Вдруг ветер, к которому мы начали потихоньку привыкать, резко прекратился. Впереди, под клубящимися валами многослойной иссиня-чёрной тучи непроглядной стеной шёл ливень, донося до нас запах дождя и шелест тугих струй воды, хлеставших как из ведра. Ещё немного, и нас бы обязательно накрыла волна разбушевавшейся стихии, но Агрес успел в последний момент подняться выше тучи, и теперь мы преспокойно летели своим прежним курсом. Стремительно неслись вперёд, нежась в ласковых лучах солнца и «поплёвывая» вниз, где, насколько хватало глаз, простиралось чёрное и страшное бурлящее поле грозовых облаков, а беспрерывная канонада грома напоминала, что минуту назад мы чуть не попали, как куры в ощип, в сильнейшую грозовую переделку.
– А вот и мои старые знакомые, смерчи! – воскликнул Агрес, круто забирая вправо.
Действительно, мы увидели слева несколько огромных воронок, где всё кружилось и мелькало, как во время вселенского хаоса. Сверху было очень похоже на водоворот воды в реке. Неумолимо со всех сторон в эти воронки затягивало облака, разрывая их в клочья, распыляя в тонюсенькие струи и перемешивая, словно в гигантском колдовском котле. Страх и ужас, и дикий восторг вызывало это захватывающее зрелище разбушевавшейся стихии, его можно было назвать грандиозным и завораживающим, но красив был только вид сверху, а дальше, вниз и до самой земли, тянулся жуткий, изгибающийся во все стороны вихревой столб, сужающийся к низу. То, что он поднимал в воздух и с бешеной скоростью щедро расшвыривал в разные стороны, и было самым опасным. Смерч повиновался ведомым лишь ему законам, ибо заранее никогда нельзя предугадать точно, где он возникнет и куда направится.

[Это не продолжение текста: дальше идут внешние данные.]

PR #2832, opened 2025-07-23
CNV-63859: Changing the default project namespace according to user privilege

batyana:
## 📝 Description

when a non-privileged (test) user logs in and navigates to the VirtualMachines section, the "Create VirtualMachine" button is not visible. Changing the default project namespace according to the user privileges and displaying alert warning if no namespace exists. 

## 🎥 Demo
Before:
image

After:
image

### DIFF
--- a/src/views/virtualmachines/tree/VirtualMachineTreeView.tsx
+++ b/src/views/virtualmachines/tree/VirtualMachineTreeView.tsx
@@ -1,10 +1,13 @@
 import React, { CSSProperties, FC, useMemo } from 'react';
 
 import useIsSmallScreen from '@kubevirt-utils/hooks/useIsSmallScreen';
+import { useKubevirtTranslation } from '@kubevirt-utils/hooks/useKubevirtTranslation';
 import useLocalStorage from '@kubevirt-utils/hooks/useLocalStorage';
 import { getContentScrollableElement } from '@kubevirt-utils/utils/utils';
 import { OnFilterChange } from '@openshift-console/dynamic-plugin-sdk';
 import {
+  Alert,
+  AlertVariant,
   Drawer,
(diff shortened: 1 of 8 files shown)


src/views/virtualmachines/tree/VirtualMachineTreeView.tsx
```diff
@@ -42,11 +51,33 @@ const VirtualMachineTreeView: FC<VirtualMachineTreeViewProps> = ({
...
 
   const [drawerWidth, setDrawerWidth] = useLocalStorage(TREE_VIEW_LAST_WIDTH, OPEN_DRAWER_SIZE);
   const [drawerOpen, setDrawerOpen] = useLocalStorage(SHOW_TREE_VIEW, SHOW);
 
-  const [selected, onSelect] = useTreeViewSelect(onFilterChange);
+  const [searchParams] = useSearchParams();
+  const navigate = useNavigate();
+  const [, setLastNamespace] = useLastNamespace();
+  const isAdmin = useIsAdmin();
+  const [projectNames, projectNamesLoaded] = useProjects();
```
upalatucci, line 63: also this can be in the hook

src/views/virtualmachines/tree/VirtualMachineTreeView.tsx
```diff
@@ -42,11 +51,33 @@ const VirtualMachineTreeView: FC<VirtualMachineTreeViewProps> = ({
...
+  const [alertMessage, setAlertMessage] = React.useState<string>(null);
+
+  const [selected, onSelect, setSelected] = useTreeViewSelect(onFilterChange);
```
upalatucci, line 66: can we have those states in the hook and return it ? Does it make sense?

А мы наблюдали, как из центра воронки вылетали огромные вековые деревья, вырванные страшной силой с корнями из земли, ветки и куски дёрна вперемешку с травой и ещё непонятно кто и что. Всё это выбрасывалось вверх из воронки и, сделав дугу, с разной скоростью, в зависимости от веса, падало обратно вниз. Таких, швыряющихся чем попало воронок, мы насчитали девять штук.
Мы летели над грозой около часа, вот и получается, что туча в диаметре была больше ста километров! Но всё когда-нибудь заканчивается, закончилась и она. Спустившись на прежнюю высоту, мы имели возможность наблюдать последствия разгулявшейся стихии: вывороченные деревья, высосанные до последней капли пруды вместе с рыбами и лягушками, полосы содранного верхнего плодородного слоя почвы лугов, словно рваные раны, запустение и разруха. Но природа мудра и сильна, а главное, терпелива. Обычно она быстро восстанавливается, что значит для неё какие-нибудь десять-пятнадцать лет или тысячелетий?